# About this exercise
Pull each line containing "patch" from the data.

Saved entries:
====
PR #316, opened 2015-03-05
Authentication integration test

0x6e6562:
This patch adds an authentication test to the integration test suite.

The main motivation behind this patch is to have some test coverage for authentication, without going overboard. Authentication in protocol v1 is not supported in gocql in any case. There also seems to be an issue with 2.0.11 requiring that the default user is actively created, whereas in 2.1.x this default user seems to exist. So what I've done is to only run the integration tests against 2.1.x.


0x6e6562:
Right now this is stalled because the `go test` invocation just seems to hang and it is not at all clear why.

0x6e6562:
OK, so I've settled for proto 2 only and Cassandra 2.1+ (in 2.0.x it looks like you need to actively create the user).

So now I need to put the main tests back and clean up.

Zariel:
Was that test pass a reproducible pass?

0x6e6562:
I think it was reproduceable. The reason why it is now broken is because I've re-introduced the original tests and in doing so I've broken something with a TLS setting, but I can't see what that is right now.

0x6e6562:
The multiline quoting style of `ccm updateconf` seems to be an issue, so I reverted the old style of putting everything on 1 line.

Zariel:
yeah, I think we should change it to be like this

```bash
	local conf=(
		"client_encryption_options.enabled: true"
		"client_encryption_options.keystore: testdata/pki/.keystore"
		"client_encryption_options.keystore_password: cassandra"
		"client_encryption_options.require_client_auth: true"
		"client_encryption_options.truststore: testdata/pki/.truststore"
		"client_encryption_options.truststore_password: cassandra"
		"concurrent_reads: 2"
		"concurrent_writes: 2"
		"rpc_server_type: hsha"
		"rpc_min_threads: 1"
		"rpc_max_threads: 1"
		"write_request_timeout_in_ms: 5000"
		"read_request_timeout_in_ms: 5000"
		"compaction_throughput_mb_per_sec: 0"
	)

	for f in "${conf[@]}"; do
		ccm updateconf "$f"
	done
```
====
# Exercise result
This patch adds an authentication test to the integration test suite.
The main motivation behind this patch is to have some test coverage for authentication, without going overboard. Authentication in protocol v1 is not supported in gocql in any case. There also seems to be an issue with 2.0.11 requiring that the default user is actively created, whereas in 2.1.x this default user seems to exist. So what I've done is to only run the integration tests against 2.1.x.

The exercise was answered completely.